Action item:
Of the lines in the data below, count the ones holding the string "looks", and answer with that number only.

»»

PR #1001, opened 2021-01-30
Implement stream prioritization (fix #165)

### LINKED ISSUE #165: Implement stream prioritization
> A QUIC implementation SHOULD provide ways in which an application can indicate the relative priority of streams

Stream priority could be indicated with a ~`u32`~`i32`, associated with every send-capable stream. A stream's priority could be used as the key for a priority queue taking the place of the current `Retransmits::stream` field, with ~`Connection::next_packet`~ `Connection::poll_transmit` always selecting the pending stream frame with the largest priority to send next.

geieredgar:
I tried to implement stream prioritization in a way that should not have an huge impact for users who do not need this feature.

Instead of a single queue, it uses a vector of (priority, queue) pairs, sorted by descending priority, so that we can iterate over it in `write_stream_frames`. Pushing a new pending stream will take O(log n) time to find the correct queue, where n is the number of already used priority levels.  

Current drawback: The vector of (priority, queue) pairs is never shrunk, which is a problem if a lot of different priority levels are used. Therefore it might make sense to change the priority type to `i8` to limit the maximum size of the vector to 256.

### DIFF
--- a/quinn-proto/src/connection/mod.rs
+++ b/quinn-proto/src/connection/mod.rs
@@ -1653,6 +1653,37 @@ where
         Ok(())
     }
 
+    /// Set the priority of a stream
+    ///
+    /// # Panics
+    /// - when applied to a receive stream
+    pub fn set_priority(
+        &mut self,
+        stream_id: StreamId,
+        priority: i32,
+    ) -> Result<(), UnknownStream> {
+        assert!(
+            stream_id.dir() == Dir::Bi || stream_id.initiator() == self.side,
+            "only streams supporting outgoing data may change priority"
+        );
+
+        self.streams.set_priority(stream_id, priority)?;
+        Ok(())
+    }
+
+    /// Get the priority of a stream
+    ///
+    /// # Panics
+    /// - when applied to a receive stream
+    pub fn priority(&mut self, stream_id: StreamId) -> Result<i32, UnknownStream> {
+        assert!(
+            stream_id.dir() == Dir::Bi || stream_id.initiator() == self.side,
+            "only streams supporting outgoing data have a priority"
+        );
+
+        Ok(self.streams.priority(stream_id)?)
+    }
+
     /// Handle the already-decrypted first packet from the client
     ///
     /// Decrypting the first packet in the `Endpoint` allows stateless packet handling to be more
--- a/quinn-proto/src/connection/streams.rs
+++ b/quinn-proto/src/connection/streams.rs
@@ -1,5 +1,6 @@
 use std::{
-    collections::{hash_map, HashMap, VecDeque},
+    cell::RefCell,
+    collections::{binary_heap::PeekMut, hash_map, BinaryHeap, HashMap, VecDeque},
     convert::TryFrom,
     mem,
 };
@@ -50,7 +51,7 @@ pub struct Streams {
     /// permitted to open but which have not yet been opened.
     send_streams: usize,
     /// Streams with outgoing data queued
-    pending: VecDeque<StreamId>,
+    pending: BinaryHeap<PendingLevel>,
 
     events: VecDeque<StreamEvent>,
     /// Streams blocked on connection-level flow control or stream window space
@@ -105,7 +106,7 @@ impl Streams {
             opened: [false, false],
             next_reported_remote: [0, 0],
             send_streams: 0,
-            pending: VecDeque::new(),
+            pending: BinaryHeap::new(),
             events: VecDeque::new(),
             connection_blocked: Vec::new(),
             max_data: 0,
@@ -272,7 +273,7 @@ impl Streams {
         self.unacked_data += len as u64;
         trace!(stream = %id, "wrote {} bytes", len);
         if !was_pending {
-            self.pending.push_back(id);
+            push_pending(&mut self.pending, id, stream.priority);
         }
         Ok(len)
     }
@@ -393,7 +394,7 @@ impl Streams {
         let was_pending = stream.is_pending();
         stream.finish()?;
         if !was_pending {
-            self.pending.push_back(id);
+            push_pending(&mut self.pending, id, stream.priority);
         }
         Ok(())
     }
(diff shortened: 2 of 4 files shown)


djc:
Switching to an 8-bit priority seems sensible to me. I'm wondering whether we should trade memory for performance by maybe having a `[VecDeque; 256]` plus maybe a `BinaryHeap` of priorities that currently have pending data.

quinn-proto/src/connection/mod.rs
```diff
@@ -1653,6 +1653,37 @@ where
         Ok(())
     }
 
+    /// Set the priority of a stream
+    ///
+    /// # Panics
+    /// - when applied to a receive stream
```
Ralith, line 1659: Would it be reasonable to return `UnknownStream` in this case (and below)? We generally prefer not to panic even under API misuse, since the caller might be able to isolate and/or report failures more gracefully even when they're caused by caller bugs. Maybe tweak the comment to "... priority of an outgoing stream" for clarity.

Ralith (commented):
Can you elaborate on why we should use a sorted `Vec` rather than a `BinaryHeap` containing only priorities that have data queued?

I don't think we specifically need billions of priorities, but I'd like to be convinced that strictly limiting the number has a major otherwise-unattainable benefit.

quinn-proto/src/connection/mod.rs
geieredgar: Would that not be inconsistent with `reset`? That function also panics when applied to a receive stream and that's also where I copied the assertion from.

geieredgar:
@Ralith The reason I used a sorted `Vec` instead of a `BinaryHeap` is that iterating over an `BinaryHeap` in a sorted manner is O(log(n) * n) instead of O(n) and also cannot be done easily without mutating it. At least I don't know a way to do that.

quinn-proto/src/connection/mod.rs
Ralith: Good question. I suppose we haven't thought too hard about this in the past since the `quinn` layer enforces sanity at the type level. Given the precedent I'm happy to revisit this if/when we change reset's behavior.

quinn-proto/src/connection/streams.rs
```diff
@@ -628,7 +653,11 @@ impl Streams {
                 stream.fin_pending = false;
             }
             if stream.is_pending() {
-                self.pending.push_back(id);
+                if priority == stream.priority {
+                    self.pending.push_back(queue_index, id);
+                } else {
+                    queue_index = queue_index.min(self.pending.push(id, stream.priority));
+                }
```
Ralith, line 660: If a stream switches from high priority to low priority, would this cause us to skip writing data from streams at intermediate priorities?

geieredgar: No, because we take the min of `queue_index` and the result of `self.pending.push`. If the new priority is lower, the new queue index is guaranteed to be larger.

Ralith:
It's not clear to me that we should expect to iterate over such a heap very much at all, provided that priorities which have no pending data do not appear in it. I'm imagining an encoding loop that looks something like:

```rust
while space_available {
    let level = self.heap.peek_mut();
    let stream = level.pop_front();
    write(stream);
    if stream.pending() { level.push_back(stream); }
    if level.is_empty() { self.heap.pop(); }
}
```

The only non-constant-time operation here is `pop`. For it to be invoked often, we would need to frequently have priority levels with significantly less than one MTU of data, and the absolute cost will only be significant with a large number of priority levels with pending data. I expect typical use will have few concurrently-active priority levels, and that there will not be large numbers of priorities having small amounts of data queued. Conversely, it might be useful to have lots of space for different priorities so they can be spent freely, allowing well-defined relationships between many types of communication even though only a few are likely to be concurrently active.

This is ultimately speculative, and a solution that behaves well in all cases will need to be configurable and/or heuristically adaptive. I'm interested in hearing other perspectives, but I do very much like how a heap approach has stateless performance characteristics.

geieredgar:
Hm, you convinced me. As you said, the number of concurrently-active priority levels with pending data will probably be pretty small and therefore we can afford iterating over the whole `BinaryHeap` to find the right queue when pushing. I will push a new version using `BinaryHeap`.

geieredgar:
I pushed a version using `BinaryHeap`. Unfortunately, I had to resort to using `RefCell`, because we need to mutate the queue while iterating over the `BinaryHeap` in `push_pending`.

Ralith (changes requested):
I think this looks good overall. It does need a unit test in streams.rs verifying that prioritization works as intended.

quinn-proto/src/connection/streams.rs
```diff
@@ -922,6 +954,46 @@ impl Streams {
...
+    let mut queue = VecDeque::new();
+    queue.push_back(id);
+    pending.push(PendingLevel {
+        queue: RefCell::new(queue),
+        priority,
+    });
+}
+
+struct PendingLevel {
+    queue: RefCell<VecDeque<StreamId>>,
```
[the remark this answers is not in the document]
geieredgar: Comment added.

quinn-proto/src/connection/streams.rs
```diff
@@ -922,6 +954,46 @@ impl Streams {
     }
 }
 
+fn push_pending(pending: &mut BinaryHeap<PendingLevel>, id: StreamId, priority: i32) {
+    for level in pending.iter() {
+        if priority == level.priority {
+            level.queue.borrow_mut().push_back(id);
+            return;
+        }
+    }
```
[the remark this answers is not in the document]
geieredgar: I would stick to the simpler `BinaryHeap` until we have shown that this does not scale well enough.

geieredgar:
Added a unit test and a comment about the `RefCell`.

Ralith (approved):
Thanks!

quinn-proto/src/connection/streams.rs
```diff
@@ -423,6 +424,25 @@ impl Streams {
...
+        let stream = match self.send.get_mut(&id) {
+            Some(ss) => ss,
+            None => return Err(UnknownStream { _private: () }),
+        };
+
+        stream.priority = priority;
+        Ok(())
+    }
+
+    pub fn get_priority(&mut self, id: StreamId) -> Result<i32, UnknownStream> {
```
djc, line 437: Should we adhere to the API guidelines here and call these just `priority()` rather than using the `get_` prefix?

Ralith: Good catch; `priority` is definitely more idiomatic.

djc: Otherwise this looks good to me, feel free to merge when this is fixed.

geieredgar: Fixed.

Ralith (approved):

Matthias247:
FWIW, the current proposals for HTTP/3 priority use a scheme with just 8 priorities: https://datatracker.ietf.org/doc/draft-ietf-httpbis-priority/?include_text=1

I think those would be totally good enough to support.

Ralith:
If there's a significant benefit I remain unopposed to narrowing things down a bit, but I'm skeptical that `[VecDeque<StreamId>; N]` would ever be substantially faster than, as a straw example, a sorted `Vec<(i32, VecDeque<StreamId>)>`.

««

Reply to the exercise:
3